Halifax-based ViewPoint Realty is one of the newest non-traditional real estate operations in Canada. The company launched its technology-driven real estate services in January, after more than 12 months of software development and data acquisition. Its full service listing package is priced at three per cent, of which two per cent goes to co-operating brokers and one per cent goes to ViewPoint.

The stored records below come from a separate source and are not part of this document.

PR #146, opened 2026-07-23
feat(source-editor): watch for external readonly/content changes on disk

geircodes:
## Summary

The CA Editor had no way to notice a file changing outside the IDE while its tab was open — neither its Windows read-only attribute flipping (e.g. a SourceSafe checkout/checkin) nor its content changing (another editor, another tool). The developer would keep editing a stale buffer, or keep believing a file was still writable/read-only after it had actually changed, with no indication until they happened to close and reopen the tab.

## Fix

Each CA Editor tab now runs its own `FileSystemWatcher` (wired in `OnReady`, torn down in `Dispose`) on the file it's showing, debounced ~350ms before re-stat'ing (SourceSafe/antivirus/atomic-replace saves often fire several raw filesystem events per real change).

- **Readonly ↔ readwrite only, content unchanged:** applied silently — Monaco's `readOnly` option, the Save button, and the title's `(read-only)` suffix update with no popup. This was the original, explicit ask: no user interaction for this case.

- **Content changed on disk:** a toast with **Reload** and **Show diff** (disk vs. the live editor buffer — including any unsaved edits — via `MonacoDiffViewContent`, the same diff surface `show_diff` uses). If there are unsaved local edits, the toast text says so.<br/>
&emsp;&emsp;Toast_FileChanged
&emsp;&emsp;Toast_BothPartiedModifiedFile

- **File deleted/moved externally:** a toast with **Close tab** (closes via the same cancellable `ClosingEvent` path a normal tab-close uses, so an unsaved-edits prompt still fires; Save still recreates the file either way).<br/>
&emsp;&emsp;Toast_FileDeleted

- The toast never auto-dismisses on its own — silently losing the notice would leave a stale tab with no visible sign anything changed. A manual **✕** dismiss and **Escape** are provided instead, since neither Reload/Close tab is always the right immediate choice.
- Self-writes (interactive save, the existing build-triggered save, Reload) refresh an internal baseline immediately after writing, so they're never mistaken for an external change — even a watcher event for our own write arriving late will re-stat and find nothing different from the baseline. No suppress-flag/timing-window needed.
- The watcher observes the whole containing directory (`FileSystemWatcher.Filter` is applied client-side, not by the OS), so unrelated heavy churn there could overflow its internal buffer; on that `Error` it disposes and recreates itself rather than silently going dark.
- The two new page→host actions (`diffWithDisk`, `closeTab`) are routed through the existing `OnUnknownAction` catch-all (same mechanism `toggleBreakpoint` already uses) rather than adding new `IMonacoEditorHost` methods — so `ModernEmbeditorViewContent` (CA Embeditor, which implements the same shared interface) is completely untouched. This is scoped to the CA Editor (whole-file overlay) only.

Also fixed two dead buttons found while live-testing this:
- `MonacoDiffViewContent`'s Approve/Cancel had no handler wired for this comparison-only use — both now just close the diff tab.
- The toast's "Show diff" button used to dismiss the toast on click even though nothing was actually resolved (any button click dismissed). It now opts out via `dismiss:false`, so Reload/Close tab are still there after you've looked at the diff.

## Abandoned: background-tab title marker

Also attempted: prefixing the native tab's title (e.g. `⚠ filename.clw`) when a change notice fires while that tab isn't the active one, so it's visible from the tab strip without switching to it. Confirmed the underlying data change was correct (title string genuinely updated, correct repaint call invoked with no error) but the visible tab label itself never updated in testing, across several different approaches. Dropped it rather than keep guessing at what turned out to be a deeper rendering question than expected — the toast itself is unconditional and reliable regardless, so the substantive notification isn't lost, just this one visual enhancement on top of it. If you've run into something like this before, or have a pointer, that'd be very welcome — happy to pick it back up.

## Verification

Live-tested extensively against a real file outside the project (edited/saved from Notepad++, deleted, recreated via Save) covering: readonly flip while open (silent, both directions), content change with and without local unsaved edits, delete + Close tab + unsaved-edit prompt, Save recreating a deleted file without falsely re-triggering the watcher, Reload from the toolbar correctly failing on a genuinely-deleted file, and self-writes (interactive save, Reload) never producing a false external-change notice. An independent code-reviewer pass caught and fixed a real post-`Dispose` resurrection race in the watcher/debounce-timer teardown before this was finalized.

### DIFF
--- a/ClarionAssistant/MonacoClarionSourceEditor.cs
+++ b/ClarionAssistant/MonacoClarionSourceEditor.cs
@@ -57,6 +57,19 @@ namespace ClarionAssistant
         private string _overlayLiveText; // last live buffer the page mirrored, for the close-save write
         private IDisposable _settingsReg; // registration in MonacoSettingsBroadcaster (cross-surface gear-settings sync, deac3d16)
 
+        // External disk watch: SourceSafe checkout/checkin flips the Windows read-only attribute, and any
+        // outside editor (Notepad++, another IDE) can change the content — neither is visible to us without
+        // this. See WireDiskWatch/CheckDiskState below for the full mechanism.
+        // _diskWatchDisposed guards a real race: a watcher/Error event can already be queued via BeginInvoke
+        // onto the (long-lived) workbench form BEFORE Dispose runs, and execute AFTER it — without this flag,
+        // that queued callback would recreate a live FileSystemWatcher/Timer that nothing will ever tear down.
+        private FileSystemWatcher _diskWatcher;
+        private Timer _diskWatchDebounce;
+        private volatile bool _diskWatchDisposed;
+        private bool _lastKnownReadOnly;
+        private DateTime _lastKnownWriteUtc;
+        private long _lastKnownLength = -1;
+
         // Host-driven navigation (debugger / breakpoint-list click via MonacoSourceNavigator). The page can't
         // be positioned until it signals ready, so a nav that arrives earlier is parked here and flushed in
         // OnReady. 1-based; _navPendingLine == 0 means "nothing queued".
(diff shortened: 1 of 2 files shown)


geircodes:
The last commit adds a toast like this when a edited file becomes read only by an external action 

image

This makes it impossible to lose edits without knowing. Closing the file will give this dialog: 

image

So either you cancel and reenable the read/write and save the file, or press OK and the edits are discarded. The toast "diff" button will let you see the actual changes.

The company has three people working as Realtors, including founder and CEO Bill McMullin, plus a half-dozen people working behind the scenes in technology support. A key differentiator for ViewPoint Realty – all salespeople and staff are on salary, none are working on commission.

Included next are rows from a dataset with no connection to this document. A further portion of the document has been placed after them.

PR #165, opened 2026-07-31
fix(codegraph): resolve caller attribution for overloaded procedures/methods

geircodes:
## Summary

CodeGraph's "what does this procedure/method call" resolution silently collapses every overloaded
Clarion procedure or class method (several declarations sharing the exact same name, differing only
by parameter type — a legal, common Clarion pattern) onto a single arbitrary overload. Every call
and variable reference made from *any* of the overloads' bodies gets attributed to whichever overload
happened to be loaded last, regardless of which overload's body the scanner was actually inside.

Confirmed against a real production Clarion solution: **65 distinct overloaded names** (2 to 6 overloads each,
145 overload symbols total), with **4,372 `calls`/`references` relationship rows** collapsed onto
one overload per name. Only 66 of those 145 overload symbols ever appeared as a caller of anything
in any query — the other 79 were completely invisible; asking "what does this specific overload
call?" for any of them silently returned nothing, or someone else's calls. After the fix: 139 of 145
now correctly appear as callers (the remaining 6 have genuinely empty bodies).

## Root cause

`ResolveRelationships` in `CodeGraphIndexer.cs` tracks "which procedure is the current source line
inside" (`currentProcId`) via dictionaries keyed by **name only**:

- `symbolByFile` / the per-file `currentFileSymbols` lookup (`filePath → name → id`)
- `symbolNameToId` (global `name → id`, explicitly documented as "last wins — implementation in
  member file overwrites MAP declaration")

Both can hold exactly one id per name. That's fine for the one case the "last wins" comment was
written for (a MAP forward-declaration and its later real implementation, both surfacing under the
same name). It silently breaks for genuine overloading: several *simultaneously real* procedures
sharing one name each get their own row in the `symbols` table (correct — the symbol/parsing side was
never the problem), but the relationship-resolution pass's `currentProcId = currentFileSymbols[matchedName]`
lookup can only ever return one of them — the one every OTHER overload's calls/references also get
attributed to, incorrectly.

Four other places in the same method **reverse-scan** one of these name-keyed dictionaries looking
for "the entry whose value equals `currentProcId`" (to recover the current procedure's *name*, e.g.
to derive its owning class for `SELF.Method` resolution, or to scope a parameter lookup to the right
procedure). These are independently broken by the same root cause: even fixing the id-side lookup
above doesn't fix these, since a reverse scan over a name-keyed dict still can't distinguish which of
several overloads sharing one dictionary entry a given id actually belongs to.

## Fix

Added a new per-file `(definition line → id)` lookup (`symbolLineByFile` / `currentFileSymbolsByLine`),
populated from the `symbols` table's existing `line_number` column (only the `SELECT` needed
widening). `procDefRegex` only ever matches a line that *is* a procedure's own definition line, so
resolving `currentProcId` by `(file, exact line)` instead of `(file, name)` is unambiguous regardless
of how many overloads share a name — no heuristics, no signature parsing needed for this half of the
problem.

Introduced a `currentProcName` string, updated in lockstep with `currentProcId` at every one of its
three assignment sites (initialization from `parentProcId`, the local-MAP reset case, and the main
per-line resolution case), and used it to replace all four reverse-scan loops directly — since the
matched procedure's name text is already in hand at the exact moment `currentProcId` is resolved,
no scan is needed at all.

Applied identically to both synced copies (`CodeGraph/Graph/CodeGraphIndexer.cs`, the in-process
copy, and `indexer/Graph/CodeGraphIndexer.cs`, the standalone CLI copy).

**Independent code-reviewer agent verification done before applying** (per this project's standard
practice): walked every `currentProcId` assignment site to confirm `currentProcName` is correctly
paired at all of them (one initially-suspected gap was checked directly against the code and
retracted — no missing pairing found), confirmed no 5th reverse-scan site was missed, confirmed the
two synced copies are substantively identical, confirmed the 1-based `line_number` column vs.
0-based loop-index (`i`/`p`) convention is applied consistently at both write and read time, and
confirmed no regression risk for the common non-overloaded case (a real implementation's definition
line always has a `symbolLineByFile` entry, since the same regex/line convention feeds both the
symbol table and this resolver).

## Deliberately out of scope

This fix only corrects the **caller** side — "what does this specific overload call" — not the
**callee** side: which overload a given *call site* actually targets is still resolved by the old
name-keyed `symbolNameToId` lookup, so it still picks whichever overload loaded last, same as
before. Real disambiguation there needs type-aware overload resolution (matching call-site argument
types against each candidate's declared parameter types) — a materially bigger feature, not
attempted here. Per-overload *caller counts* (grouping by call-target id) remain unreliable for an
overloaded name; "what does this overload call" (grouping by caller id) is now correct. See the
fixture's Bug P writeup for the exact before/after boundary, including a documented case
(`SELF.Dispatch(...)`) where the call still resolves to the wrong sibling overload on purpose, to
make clear that's not a regression.

A related, pre-existing, NOT-fixed-by-this-PR gap noticed during verification: local-variable
*references* can still cross-contaminate between overloads that happen to share a variable name,
since `VariableInfo.ParentName` is stored as plain procedure-name text (identical across all
overloads of that name), not tied to a specific overload's symbol/line. Unaffected by this fix
either way — not introduced, not worsened, not fixed.

## Minimal reproduction

Extended the shared `test-fixtures/codegraph-repro/` fixture: `OverloadBugClass.Dispatch` is
declared twice, differing only by parameter type (`LONG` vs `*CSTRING`). The `*CSTRING` overload
delegates to the `LONG` overload via `SELF.Dispatch(...)` — the same general shape as the
motivating case (an overload calling a sibling overload of the same name). Each overload calls a
different, already-existing target (`WorkerClass.Sign` from the `LONG` overload, `WorkerClass.Ask`
from the `*CSTRING` overload) so the two bodies' own calls can be told apart in the results:

```clarion
OverloadBugClass.Dispatch PROCEDURE( LONG pValue )
worker WorkerClass
  CODE
  RETURN worker.Sign( pValue )

OverloadBugClass.Dispatch PROCEDURE( *CSTRING pValue )
result LONG
worker WorkerClass
  CODE
  result = SELF.Dispatch( 99 )
  result = worker.Ask( result )
  RETURN result
```

**Before this fix**: both `worker.Sign(pValue)` (inside the `LONG` overload) and
`worker.Ask(result)` (inside the `*CSTRING` overload) would be attributed as coming from the same
one overload symbol — whichever loaded last — never from their own respective overloads.

**After this fix** (verified via the standalone `clarion-indexer.exe`): `WorkerClass.Sign` gains
exactly one caller (21 → 22), correctly attributed to the `LONG` overload's own definition line.
`WorkerClass.Ask` gains exactly one caller (2 → 3), correctly attributed to the `*CSTRING`
overload's own definition line — a different id than the `Sign` caller above, despite both sharing
the literal name `OverloadBugClass.Dispatch`. Zero regressions on any prior fixture case.

**Also verified against the real production solution**: reindexing confirmed the from-side of every
one of the 65 overloaded names now correctly distributes its relationships across its own overloads
instead of collapsing onto one (see Summary for the aggregate numbers).

## Scope note

Branches cleanly from `upstream/master` (built and verified in an isolated worktree, no dependency
on any other unmerged branch).

### DIFF
--- a/ClarionAssistant/CodeGraph/Graph/CodeGraphIndexer.cs
+++ b/ClarionAssistant/CodeGraph/Graph/CodeGraphIndexer.cs
@@ -563,16 +563,29 @@ namespace ClarionCodeGraph.Graph
             var procNames = new List<string>(); // ordered list for matching
             // File-specific lookup: filePath → (name → id) — resolves ambiguous names
             var symbolByFile = new Dictionary<string, Dictionary<string, long>>(StringComparer.OrdinalIgnoreCase);
+            // File-specific lookup: filePath → (definition line → id). Clarion allows several
+            // procedures/methods to share the exact same name via parameter-type overloading
+            // (e.g. a method declared once per parameter type) -- symbolByFile and
+            // symbolNameToId can only ever hold ONE id per name, so they silently collapse every
+            // overload onto whichever one happened to be inserted last (see the "Last wins"
+            // comment below). A procedure's own definition line is always unique per file, so
+            // it's used below to pick out the exact overload currentProcId/currentProcName
+            // should track while scanning that overload's own body.
+            var symbolLineByFile = new Dictionary<string, Dictionary<int, long>>(StringComparer.OrdinalIgnoreCase);
 
             var allSymDt = _db.ExecuteQuery(
-                "SELECT id, name, type, file_path FROM symbols WHERE type IN ('procedure','function','routine')");
+                "SELECT id, name, type, file_path, line_number FROM symbols WHERE type IN ('procedure','function','routine')");
 
             foreach (System.Data.DataRow row in allSymDt.Rows)
             {
                 string name = row["name"].ToString();
                 long id = Convert.ToInt64(row["id"]);
                 string filePath = row["file_path"].ToString();
-                // Last wins — implementation in member file overwrites MAP declaration
+                int lineNumber = row["line_number"] != DBNull.Value ? Convert.ToInt32(row["line_number"]) : -1;
+                // Last wins — implementation in member file overwrites MAP declaration. Also the
+                // known limitation this fix works around: for genuine overloads sharing a name,
+                // only the last-loaded one survives here. symbolLineByFile above is the
+                // disambiguated path for anything that needs the correct per-overload id.
                 symbolNameToId[name] = id;
 
                 // Build per-file symbol lookup
@@ -583,6 +596,17 @@ namespace ClarionCodeGraph.Graph
                     symbolByFile[filePath] = fileSymbols;
                 }
                 fileSymbols[name] = id;
+
+                if (lineNumber > 0)
+                {
+                    Dictionary<int, long> fileSymbolsByLine;
+                    if (!symbolLineByFile.TryGetValue(filePath, out fileSymbolsByLine))
+                    {
+                        fileSymbolsByLine = new Dictionary<int, long>();
+                        symbolLineByFile[filePath] = fileSymbolsByLine;
+                    }
+                    fileSymbolsByLine[lineNumber] = id;
+                }
 
                 // Only add procedures/functions from .clw files to the match list.
                 // Skip: routines, dotted names (class method implementations),
@@ -757,13 +781,18 @@ namespace ClarionCodeGraph.Graph
                     int localClassEndDepth = 0;
                     // The parent (first) procedure in each member file owns all calls
                     long parentProcId = -1;
+                    string parentProcName = null;
                     // Track local MAP procedure names — skip these as call targets
                     var localMapNames = new HashSet<string>(StringComparer.OrdinalIgnoreCase);
 
-                    // Get file-specific symbol lookup for this file
-                    Dictionary<string, long> currentFileSymbols;
-                    if (!symbolByFile.TryGetValue(target.Path, out currentFileSymbols))
-                        currentFileSymbols = new Dictionary<string, long>(StringComparer.OrdinalIgnoreCase);
+                    // Get file-specific (definition line → id) lookup. Used (instead of a
+                    // name-keyed lookup) everywhere the exact overload matters, since
+                    // symbolByFile/symbolNameToId can only hold one id per name and would
+                    // collapse same-named overloads onto whichever loaded last (see
+                    // symbolLineByFile's comment above).
+                    Dictionary<int, long> currentFileSymbolsByLine;
+                    if (!symbolLineByFile.TryGetValue(target.Path, out currentFileSymbolsByLine))
+                        currentFileSymbolsByLine = new Dictionary<int, long>();
 
                     // Load variables for this file
                     List<VariableInfo> currentFileVars;
@@ -783,11 +812,14 @@ namespace ClarionCodeGraph.Graph
                             {
                                 foundFirstProc = true;
                                 string matchName = firstMatch.Groups[1].Value;
-                                // Use ONLY file-specific lookup to avoid cross-file name collisions.
-                                // symbolNameToId may return a symbol from a different file if names collide.
+                                // Resolve by (file, definition line), not name alone -- see the
+                                // overload note where currentProcId is updated the same way below.
                                 long id;
-                                if (currentFileSymbols.TryGetValue(matchName, out id))
+                                if (currentFileSymbolsByLine.TryGetValue(p + 1, out id))
+                                {
                                     parentProcId = id;
+                                    parentProcName = matchName;
+                                }
                             }
                             continue;
                         }
@@ -817,6 +849,7 @@ namespace ClarionCodeGraph.Graph
                     if (parentProcId < 0) continue;
 
                     long currentProcId = parentProcId;
+                    string currentProcName = parentProcName;
                     bool seenFirstCode = false;
 
                     for (int i = target.StartLine; i < lines.Length; i++)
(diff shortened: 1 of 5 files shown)


ClarionLive:
Reviewed and ran an empirical before/after to check the one thing I was unsure about. **Result: no regressions, and the PR undersells itself in two ways.** Details below.

## What I wanted to check

The fix swaps a name-keyed lookup for a line-keyed one:

```csharp
if (currentFileSymbolsByLine.TryGetValue(i + 1, out id))
{ currentProcId = id; currentProcName = matchedName; }
else
{ currentProcId = parentProcId; currentProcName = parentProcName; }
```

That makes the `else` branch reachable in strictly more cases. The old code fell back to `parentProcId` only when the name wasn't anywhere in the file; the new code falls back whenever no symbol exists at that *exact line*. Any line where the indexer's `procDefRegex.Match(trimmed)` fires but the parser recorded no symbol would newly dump the rest of that procedure's calls onto the file's first procedure — the misattribution the code's own comment warns about:

> `// mere prototype -- resets currentProcId to parentProcId (the file's`
> `// FIRST procedure), silently misattributing every call made for the rest`
> `// of the REAL enclosing procedure to that unrelated first procedure`

The PR's evidence measures overload *coverage*, which doesn't rule this out.

## Method

Two git worktrees (`master` @ `eb5e71a` vs this PR @ `07fcd7f`), built the standalone `clarion-indexer` in each, indexed the same production solution (`v8POSitive.sln` — 1,659 files, 31 projects, 333,685 symbols) to separate DBs.

Symbol IDs came out identical across both runs (0 mismatches, 0 rows unique to either side), so call sites could be matched exactly on `(type, file_path, line_number, to_id)` rather than compared only in aggregate.

## Result: every call site accounted for

| Fate | Count |
|---|---:|
| Unchanged | 242,730 |
| Reattributed | 16,440 |
| **Lost** | **0** |
| Gained | 19,774 |

Of the 16,440 reattributed: 0 moved *off* the first procedure, 16,122 moved between two non-first procedures (the overload fix proper), and 318 moved *onto* the file's first procedure — the exact signature I was looking for.

**All 318 are fixes, not regressions.** They cluster in 8 files, and in every case the caller name is identical or a case variant before→after. `PRMLabel039.clw` shows the mechanism:

```
PriceIt              PROCEDURE (Save_Recs Save_Rec,Byte p:Action,...)   ! line 5
...
PriceIt                      Routine                                     ! line 121
```

A local ROUTINE shadowing its enclosing PROCEDURE's name. Under `OrdinalIgnoreCase` last-wins, `currentFileSymbols["PriceIt"]` resolved to the **routine** (inserted later), so the procedure's whole body was credited to the routine — including line 67, one line after `CODE` and 54 lines before the routine begins. After this PR it goes to the procedure at line 5. Correct.

Same shape elsewhere: `PRM002a073.clw` has `VoidPO` procedure (line 5) + `VoidPO` routine (line 106); `PRMGlr047.clw` has three case-variant procedures — `Setup` (256), `SetUp` (260), `SetUp` (264).

So this fixes a second flavour of the same root cause that isn't mentioned in the writeup: **a local ROUTINE (or a case variant) colliding with its enclosing procedure's name**, not just parameter-type overloads.

## Aggregate deltas

| Metric | before | after | Δ |
|---|---:|---:|---:|
| symbols | 333,685 | 333,685 | **0** |
| proc/func/routine symbols | 109,780 | 109,780 | **0** |
| `calls` rows | 33,319 | 53,093 | **+19,774 (+59%)** |
| `references` rows | 225,851 | 225,851 | 0 (redistributed, not added) |
| distinct symbols appearing as a caller | 31,297 | 37,527 | +6,230 |
| procs with zero outgoing rows | 22,107 | 15,867 | **−6,240** |

Identical symbol counts independently confirm the claim that symbol capture was never the problem. References redistribute at constant total; calls *increase*, because a correct `currentProcName` lets `SELF.Method` / `ClassName.Method` resolution fire where it previously derived a wrong class prefix or null. 6,240 procedures that were completely invisible as callers now appear.

## Bonus: ~40% faster indexing

| | duration |
|---|---:|
| before | 1,770,761 ms (29.5 min) |
| after | 1,057,980 ms (17.6 min) |

That's the four O(symbols) reverse-scans this PR deletes from the per-line loop — e.g.

```csharp
foreach (var kvp2 in symbolNameToId)
    if (kvp2.Value == currentProcId && kvp2.Key.Contains(".")) { ... }
```

against a 333k-symbol table, once per qualifying call site. The gap is conservative: `after` ran its entire duration alongside `before`, while `before` had ~12 minutes of the machine to itself. Worth calling out in the PR description — it's a real second benefit.

## Static review notes

- Verified the load-bearing assumption: `ClarionParser` records `LineNumber = lineNum` where `lineNum = i + 1` (1-based, the `PROCEDURE` line itself, captured *before* continuation joining), matching the indexer's `i + 1` lookup. Alignment holds including for continuation-spanning definitions.
- `symbolByFile` is still consumed at `CodeGraphIndexer.cs:1309`, so dropping the `currentFileSymbols` local doesn't orphan it.
- Patching both copies is correct — the two `CodeGraphIndexer.cs` files already diverge on `master` (`_resolver` readonly-ness, `libraryPaths` on `Resolve`), so they're genuinely maintained in parallel.

**LGTM.** Only caveat: this is one solution — the right one, but a different codebase could exercise paths it doesn't.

“We don’t believe in the commission model of real estate, we really don’t – there’s a simple reason for that,” says McMullin. “We don’t believe Realtors can sell houses – and I want to be clear: Realtors can help market a house, but we’ve yet to find a buyer who ever bought a house because of something the Realtor told them or some sales pitch the Realtor gave them. Almost 100 per cent of the time buyers indicate they bought because No. 1, they knew it was for sale – that’s a marketing challenge. No. 2, it was in the right location. No. 3, it was the right price. It obviously met their needs, of course. None of those involve selling.”

McMullin describes his firm as a traditional real estate brokerage focused on streamlining the transaction process for consumers. “Everything the consumer wants to be easier, we want to make it easier – that’s our mission. Not to get rid of the Realtor, because the consumer will decide, okay,  I need a human to help me with that negotiation and a human to help me with pricing and a human to deal with a scenario or situation in a counter-offer,” says McMullin. “You’re not going to have a self-service checkout where you take your house, put it on the conveyor and go through with your debit card. I really do believe there’s going to be a role for the professional for the foreseeable future. All we’re doing is streamlining the front end – the explore stage for buyers and sellers – and the back end.”

Looking ahead

McMullin doesn’t foresee ViewPoint Realty changing its business model, regardless of any future ruling by the Competition Tribunal, but he questions what a changed MLS would look like. “This national central MLS works really well; it’s an efficient system of disseminating information. If we break up that, how does that help the consumer?” McMullin asks.

He adds that he’s seen the MLS changes CREA had shared with the Competition Bureau in January. “I’m still at a loss: what is the Competition Bureau looking for? I’d like to know. I’m not skeptical or critical, I just want to know – what is it, what outcome do they want? Because, except for taking the Realtor completely out of the listing process of listing MLS, I don’t know what’s left.”

Ian Bailey of One Percent doesn’t anticipate his business model will be impacted by any changes to MLS access, as long as the MLS information itself remains intact. “What I hope it doesn’t do is destroy the data. What if you’ve got all these For Sale By Owners on there and they’re not reporting their sales? What’s wonderful right now is our access to information. We know what every house sold for, we can look at the pictures, the digital photos for everything that’s been on MLS for the last 10 to 15 years and go and see the guy’s living room. You know the dimensions of the place, you know everything about it and what it sold for in 1996 and 1998 and 2002. And now, it could turn into a mess, which would be a shame.”

Meanwhile, Donald Hewie of Donald Hewie Real Estate is anxious to see changes to MLS access, so his business model can work the way he wants it to, offering everything “from full service to no service”, serving FSBOs as well as full-service clients.